PR #542, opened 2023-12-10
Create 'medias' paragraph, that display 1-2 irregular medias. DDFFORM-73

rasben:
- Creating a 'medias' paragraph, that allows two media images.
- Create a custom dpl_paragraphs module, that alters any second
  media to have an alternate image style.
- Clean-up and streamline the media styles, to only match what
  we actually use.
- Add templates that sets correct HTML tags for figure/captions.

#### Link to issue

https://reload.atlassian.net/browse/DDFFORM-73


kasperbirch1 (approved):
LGTM 👍

PR #559, opened 2023-12-14
Allow editors to choose focal points for image-cropping. DDFFORM-72

rasben:
- Using the 'focal_points' module, which also comes with a preview functionality, that allows the editor to see which image styles will be created, based on the crop.
- Also includes 'media_library_edit' module, to improve the editor experience when editing content.
- A few minor admin CSS tweaks, to make the focal point preview play nice in the GIN admin theme.

### DIFF
--- a/composer.json
+++ b/composer.json
@@ -90,6 +90,7 @@
         "drupal/devel": "~5.0.2",
         "drupal/enum_field": "^1.0",
         "drupal/field_group": "^3.4",
+        "drupal/focal_point": "^2.0",
         "drupal/gin": "^3.0@RC",
         "drupal/gin_toolbar": "^1.0@RC",
         "drupal/handy_cache_tags": "^1.4",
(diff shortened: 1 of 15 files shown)


config/sync/field.field.media.image.field_media_image.yml
```diff
@@ -22,15 +22,15 @@ settings:
   handler_settings: {  }
   file_directory: '[date:custom:Y]-[date:custom:m]'
   file_extensions: 'png gif jpg jpeg'
-  max_filesize: ''
+  max_filesize: 256mb
```
kasperg, line 25: Consider why it is necessary to set this value.

- 256MB seems quite high for a maximum file size
- I would not spot any reasoning in the commit comment.

composer.json
```diff
@@ -212,6 +214,9 @@
                 "Configure core to not check permissions before accepting an updated module": "patches/disable-core-upload-permission-check.diff",
                 "3073554: Add a token for publication status": "https://www.drupal.org/files/issues/2019-08-09/3073554_10.patch"
             },
+            "drupal/focal_point": {
+                "Preview link accidentally closes the media library\n": "https://www.drupal.org/files/issues/2020-10-11/preview_link_accidentally_closes_the_media_library-3162210-19.patch"
```
kasperg, line 218: Please include the node id for the patch in the title like we do for the other external patches.

Is it intentional that you include a newline `\n`?

kasperg (approved):
:+1: LGTM

I have a couple of comments that you may want to consider before you merge.

PR #979, opened 2023-12-01
Surface: set crosshair, change event processing logic for mouse tracking

vancluever:
This work is mainly targeted at adding the crosshair for when ctrl/super+alt is pressed. We also add this for when mouse tracking is enabled so that we show the crosshair when ctrl/super+alt+shift is pressed at the same time.

I've also changed the event processing logic here because the amount of keys we have to process has greatly increased. Instead of processing each individual event, we now process the modifier state.

Additionally, some refactoring has been done geared at starting to re-work the mouse for the core surface into a something stateful. My hope is that we can continue to unravel some of this from the core
surface so that we can process key inputs, motion events, and anything else relevant as inputs to transitions for shape display, click behavior, etc.

This commit now also moves the `ctrlOrSuper` handlers to respective parts in the `Key` hierarchy, while also adding additional helpers for other modifiers.

### DIFF
--- a/src/Surface.zig
+++ b/src/Surface.zig
@@ -37,6 +37,7 @@ const input = @import("input.zig");
 const App = @import("App.zig");
 const internal_os = @import("os/main.zig");
 const inspector = @import("inspector/main.zig");
+const SurfaceMouse = @import("surface_mouse.zig");
 
 const log = std.log.scoped(.surface);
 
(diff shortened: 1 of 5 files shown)


mitchellh (changes requested):
Thanks, huge improvement. A couple I think easy pieces of feedback and this looks good!

PR #1001, opened 2023-12-06
Powerline: Add half-circle rendering

vancluever:
This adds in-terminal rendering for the powerline glyphs E0B4 and E0B6, similar to how we are rendering the triangle shapes currently.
___
▸ **AIM OF THE EXERCISE**:
Show every line above in which the word "module" is found.

▸ **WRITTEN ANSWER**:
- Create a custom dpl_paragraphs module, that alters any second
- Using the 'focal_points' module, which also comes with a preview functionality, that allows the editor to see which image styles will be created, based on the crop.
- Also includes 'media_library_edit' module, to improve the editor experience when editing content.
                 "Configure core to not check permissions before accepting an updated module": "patches/disable-core-upload-permission-check.diff",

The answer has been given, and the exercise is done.